**Task instructions:** Would you please output the lines of the data below from the one containing "Accidentally ruined the" to the end, exactly and with nothing added?
⁂
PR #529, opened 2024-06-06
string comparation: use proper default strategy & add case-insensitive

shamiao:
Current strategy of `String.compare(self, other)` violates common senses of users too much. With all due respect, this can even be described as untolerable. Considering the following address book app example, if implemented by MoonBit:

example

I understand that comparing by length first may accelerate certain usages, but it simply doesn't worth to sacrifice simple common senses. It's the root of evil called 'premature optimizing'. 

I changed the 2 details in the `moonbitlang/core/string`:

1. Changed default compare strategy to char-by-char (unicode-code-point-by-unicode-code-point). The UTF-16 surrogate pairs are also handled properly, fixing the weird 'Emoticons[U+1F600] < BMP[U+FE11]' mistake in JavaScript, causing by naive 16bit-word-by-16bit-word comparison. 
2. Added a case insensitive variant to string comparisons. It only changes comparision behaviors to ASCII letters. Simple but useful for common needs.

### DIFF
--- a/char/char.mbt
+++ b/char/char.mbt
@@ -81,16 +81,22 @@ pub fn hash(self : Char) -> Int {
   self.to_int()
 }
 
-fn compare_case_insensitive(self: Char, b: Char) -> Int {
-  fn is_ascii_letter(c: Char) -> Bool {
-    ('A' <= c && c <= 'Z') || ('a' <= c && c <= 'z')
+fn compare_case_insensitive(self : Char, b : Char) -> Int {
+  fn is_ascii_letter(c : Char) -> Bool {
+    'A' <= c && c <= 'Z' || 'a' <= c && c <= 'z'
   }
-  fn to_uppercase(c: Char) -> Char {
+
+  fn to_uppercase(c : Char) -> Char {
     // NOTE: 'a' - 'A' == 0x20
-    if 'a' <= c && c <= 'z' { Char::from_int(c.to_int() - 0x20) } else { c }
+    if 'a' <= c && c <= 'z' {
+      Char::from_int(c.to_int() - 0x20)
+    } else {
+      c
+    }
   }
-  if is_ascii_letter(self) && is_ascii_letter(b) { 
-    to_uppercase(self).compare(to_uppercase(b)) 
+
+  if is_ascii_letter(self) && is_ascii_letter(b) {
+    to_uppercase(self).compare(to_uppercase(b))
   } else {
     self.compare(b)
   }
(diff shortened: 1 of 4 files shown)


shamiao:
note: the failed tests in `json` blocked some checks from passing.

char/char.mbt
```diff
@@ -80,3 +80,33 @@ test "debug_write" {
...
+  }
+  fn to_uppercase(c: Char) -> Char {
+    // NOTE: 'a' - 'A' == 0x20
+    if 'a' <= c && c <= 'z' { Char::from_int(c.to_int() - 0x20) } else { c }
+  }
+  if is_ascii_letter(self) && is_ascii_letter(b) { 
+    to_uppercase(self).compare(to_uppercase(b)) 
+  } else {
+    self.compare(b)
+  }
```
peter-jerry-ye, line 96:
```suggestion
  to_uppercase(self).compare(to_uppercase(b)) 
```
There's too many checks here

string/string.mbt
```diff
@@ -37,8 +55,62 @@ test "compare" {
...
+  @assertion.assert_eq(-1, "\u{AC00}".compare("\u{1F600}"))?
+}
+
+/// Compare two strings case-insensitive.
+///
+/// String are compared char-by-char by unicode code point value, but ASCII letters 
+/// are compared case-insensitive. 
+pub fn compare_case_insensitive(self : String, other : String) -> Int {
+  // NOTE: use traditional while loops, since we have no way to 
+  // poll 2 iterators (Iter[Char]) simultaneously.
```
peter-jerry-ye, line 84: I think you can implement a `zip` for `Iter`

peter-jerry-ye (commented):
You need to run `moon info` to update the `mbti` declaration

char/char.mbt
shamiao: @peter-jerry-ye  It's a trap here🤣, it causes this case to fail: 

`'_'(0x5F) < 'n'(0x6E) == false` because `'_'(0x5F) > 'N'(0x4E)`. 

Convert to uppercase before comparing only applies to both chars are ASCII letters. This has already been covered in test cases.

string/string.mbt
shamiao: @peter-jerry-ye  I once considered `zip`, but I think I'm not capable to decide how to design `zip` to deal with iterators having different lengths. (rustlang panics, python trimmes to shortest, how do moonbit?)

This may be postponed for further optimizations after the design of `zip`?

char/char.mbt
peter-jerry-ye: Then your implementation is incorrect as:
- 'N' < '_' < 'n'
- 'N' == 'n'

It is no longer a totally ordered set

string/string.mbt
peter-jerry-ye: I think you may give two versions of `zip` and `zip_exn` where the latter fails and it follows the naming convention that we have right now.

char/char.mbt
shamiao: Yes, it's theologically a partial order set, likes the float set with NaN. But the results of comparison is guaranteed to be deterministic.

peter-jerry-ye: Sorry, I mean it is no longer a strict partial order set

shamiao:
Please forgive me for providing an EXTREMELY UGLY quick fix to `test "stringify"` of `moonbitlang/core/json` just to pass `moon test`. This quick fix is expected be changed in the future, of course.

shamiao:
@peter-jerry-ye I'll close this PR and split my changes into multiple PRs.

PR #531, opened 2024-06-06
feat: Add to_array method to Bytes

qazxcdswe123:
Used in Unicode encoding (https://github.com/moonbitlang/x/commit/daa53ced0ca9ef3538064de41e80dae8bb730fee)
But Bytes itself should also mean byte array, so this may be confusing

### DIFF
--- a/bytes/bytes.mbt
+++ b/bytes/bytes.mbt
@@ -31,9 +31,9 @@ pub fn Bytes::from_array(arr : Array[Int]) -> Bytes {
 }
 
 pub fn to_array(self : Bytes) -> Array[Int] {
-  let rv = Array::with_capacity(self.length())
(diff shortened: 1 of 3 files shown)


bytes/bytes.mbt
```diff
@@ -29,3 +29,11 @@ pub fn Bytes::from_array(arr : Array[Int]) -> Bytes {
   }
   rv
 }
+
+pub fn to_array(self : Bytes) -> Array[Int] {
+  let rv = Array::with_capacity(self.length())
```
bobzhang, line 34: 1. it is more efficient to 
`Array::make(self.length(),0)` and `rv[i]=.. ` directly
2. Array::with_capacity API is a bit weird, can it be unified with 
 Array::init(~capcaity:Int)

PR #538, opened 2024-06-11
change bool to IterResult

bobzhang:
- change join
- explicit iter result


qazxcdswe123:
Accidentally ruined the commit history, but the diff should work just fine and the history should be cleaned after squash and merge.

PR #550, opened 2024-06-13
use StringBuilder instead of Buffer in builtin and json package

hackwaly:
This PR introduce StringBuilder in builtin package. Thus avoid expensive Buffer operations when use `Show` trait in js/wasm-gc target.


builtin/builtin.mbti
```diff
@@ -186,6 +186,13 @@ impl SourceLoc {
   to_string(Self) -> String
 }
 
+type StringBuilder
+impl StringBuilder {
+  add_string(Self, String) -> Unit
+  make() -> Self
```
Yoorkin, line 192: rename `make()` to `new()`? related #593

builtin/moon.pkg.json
⁂
**Exercise answer:**
Accidentally ruined the commit history, but the diff should work just fine and the history should be cleaned after squash and merge.

PR #550, opened 2024-06-13
use StringBuilder instead of Buffer in builtin and json package

hackwaly:
This PR introduce StringBuilder in builtin package. Thus avoid expensive Buffer operations when use `Show` trait in js/wasm-gc target.


builtin/builtin.mbti
```diff
@@ -186,6 +186,13 @@ impl SourceLoc {
   to_string(Self) -> String
 }
 
+type StringBuilder
+impl StringBuilder {
+  add_string(Self, String) -> Unit
+  make() -> Self
```
Yoorkin, line 192: rename `make()` to `new()`? related #593

builtin/moon.pkg.json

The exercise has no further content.